## HOW TO COMPLETE THIS TASK
Please return, with no alterations, the lines below from the very first through the one that contains "I just stumbled".

(Collected data)
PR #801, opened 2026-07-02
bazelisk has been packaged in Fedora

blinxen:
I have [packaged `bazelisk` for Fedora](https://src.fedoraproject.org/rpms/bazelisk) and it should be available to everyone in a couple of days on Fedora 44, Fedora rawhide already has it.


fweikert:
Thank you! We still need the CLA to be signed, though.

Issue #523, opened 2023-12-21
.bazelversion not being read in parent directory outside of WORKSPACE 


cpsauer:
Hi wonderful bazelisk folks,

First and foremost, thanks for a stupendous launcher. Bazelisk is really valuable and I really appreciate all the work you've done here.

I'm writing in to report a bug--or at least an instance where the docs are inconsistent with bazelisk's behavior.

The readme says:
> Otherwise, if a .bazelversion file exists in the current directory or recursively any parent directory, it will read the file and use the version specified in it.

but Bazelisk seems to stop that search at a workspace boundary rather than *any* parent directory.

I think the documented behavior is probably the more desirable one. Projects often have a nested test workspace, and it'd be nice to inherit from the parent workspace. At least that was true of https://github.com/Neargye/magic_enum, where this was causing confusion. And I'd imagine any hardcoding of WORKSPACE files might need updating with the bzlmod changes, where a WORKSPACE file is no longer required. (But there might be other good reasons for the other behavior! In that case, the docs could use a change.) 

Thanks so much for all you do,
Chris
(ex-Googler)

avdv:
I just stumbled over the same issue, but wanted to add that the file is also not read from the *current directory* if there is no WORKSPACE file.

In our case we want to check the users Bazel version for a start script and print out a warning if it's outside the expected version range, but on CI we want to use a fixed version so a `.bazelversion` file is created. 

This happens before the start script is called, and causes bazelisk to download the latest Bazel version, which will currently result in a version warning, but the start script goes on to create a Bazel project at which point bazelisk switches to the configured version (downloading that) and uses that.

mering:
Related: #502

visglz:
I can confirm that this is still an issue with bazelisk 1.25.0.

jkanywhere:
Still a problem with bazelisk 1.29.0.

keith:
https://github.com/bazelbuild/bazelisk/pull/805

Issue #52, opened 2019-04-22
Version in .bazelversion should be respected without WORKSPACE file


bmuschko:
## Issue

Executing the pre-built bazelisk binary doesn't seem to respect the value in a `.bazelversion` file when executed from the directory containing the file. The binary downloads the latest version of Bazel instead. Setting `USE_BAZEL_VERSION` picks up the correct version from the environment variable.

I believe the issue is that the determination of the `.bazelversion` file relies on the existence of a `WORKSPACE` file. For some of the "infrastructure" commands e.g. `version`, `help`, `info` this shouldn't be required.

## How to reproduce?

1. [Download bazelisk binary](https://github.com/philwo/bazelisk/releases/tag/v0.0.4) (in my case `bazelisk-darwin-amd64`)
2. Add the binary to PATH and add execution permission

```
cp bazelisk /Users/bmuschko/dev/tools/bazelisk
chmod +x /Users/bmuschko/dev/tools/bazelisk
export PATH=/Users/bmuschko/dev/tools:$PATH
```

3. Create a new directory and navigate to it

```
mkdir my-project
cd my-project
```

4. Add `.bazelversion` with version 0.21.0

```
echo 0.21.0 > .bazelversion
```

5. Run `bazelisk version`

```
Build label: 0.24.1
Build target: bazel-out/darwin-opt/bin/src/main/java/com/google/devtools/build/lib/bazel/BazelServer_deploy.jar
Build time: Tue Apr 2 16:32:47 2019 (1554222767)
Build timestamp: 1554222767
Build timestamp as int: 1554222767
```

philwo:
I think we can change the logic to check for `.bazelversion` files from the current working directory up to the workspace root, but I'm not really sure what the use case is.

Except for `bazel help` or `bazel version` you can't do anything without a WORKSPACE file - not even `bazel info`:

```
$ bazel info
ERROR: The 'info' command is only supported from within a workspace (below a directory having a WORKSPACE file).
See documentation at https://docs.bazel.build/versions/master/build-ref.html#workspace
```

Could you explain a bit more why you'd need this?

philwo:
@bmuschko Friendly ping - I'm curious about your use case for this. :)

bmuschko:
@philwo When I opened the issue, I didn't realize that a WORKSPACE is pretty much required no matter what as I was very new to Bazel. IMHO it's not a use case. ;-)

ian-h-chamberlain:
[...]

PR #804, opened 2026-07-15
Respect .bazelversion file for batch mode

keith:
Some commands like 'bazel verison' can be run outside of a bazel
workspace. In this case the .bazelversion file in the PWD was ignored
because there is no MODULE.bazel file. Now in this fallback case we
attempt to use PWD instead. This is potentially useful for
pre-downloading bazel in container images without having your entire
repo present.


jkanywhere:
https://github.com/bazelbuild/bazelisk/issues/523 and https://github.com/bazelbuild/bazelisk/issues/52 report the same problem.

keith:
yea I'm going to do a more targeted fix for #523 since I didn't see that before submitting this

## YOUR RESPONSE
PR #801, opened 2026-07-02
bazelisk has been packaged in Fedora

blinxen:
I have [packaged `bazelisk` for Fedora](https://src.fedoraproject.org/rpms/bazelisk) and it should be available to everyone in a couple of days on Fedora 44, Fedora rawhide already has it.


fweikert:
Thank you! We still need the CLA to be signed, though.

Issue #523, opened 2023-12-21
.bazelversion not being read in parent directory outside of WORKSPACE 


cpsauer:
Hi wonderful bazelisk folks,

First and foremost, thanks for a stupendous launcher. Bazelisk is really valuable and I really appreciate all the work you've done here.

I'm writing in to report a bug--or at least an instance where the docs are inconsistent with bazelisk's behavior.

The readme says:
> Otherwise, if a .bazelversion file exists in the current directory or recursively any parent directory, it will read the file and use the version specified in it.

but Bazelisk seems to stop that search at a workspace boundary rather than *any* parent directory.

I think the documented behavior is probably the more desirable one. Projects often have a nested test workspace, and it'd be nice to inherit from the parent workspace. At least that was true of https://github.com/Neargye/magic_enum, where this was causing confusion. And I'd imagine any hardcoding of WORKSPACE files might need updating with the bzlmod changes, where a WORKSPACE file is no longer required. (But there might be other good reasons for the other behavior! In that case, the docs could use a change.) 

Thanks so much for all you do,
Chris
(ex-Googler)

avdv:
I just stumbled over the same issue, but wanted to add that the file is also not read from the *current directory* if there is no WORKSPACE file.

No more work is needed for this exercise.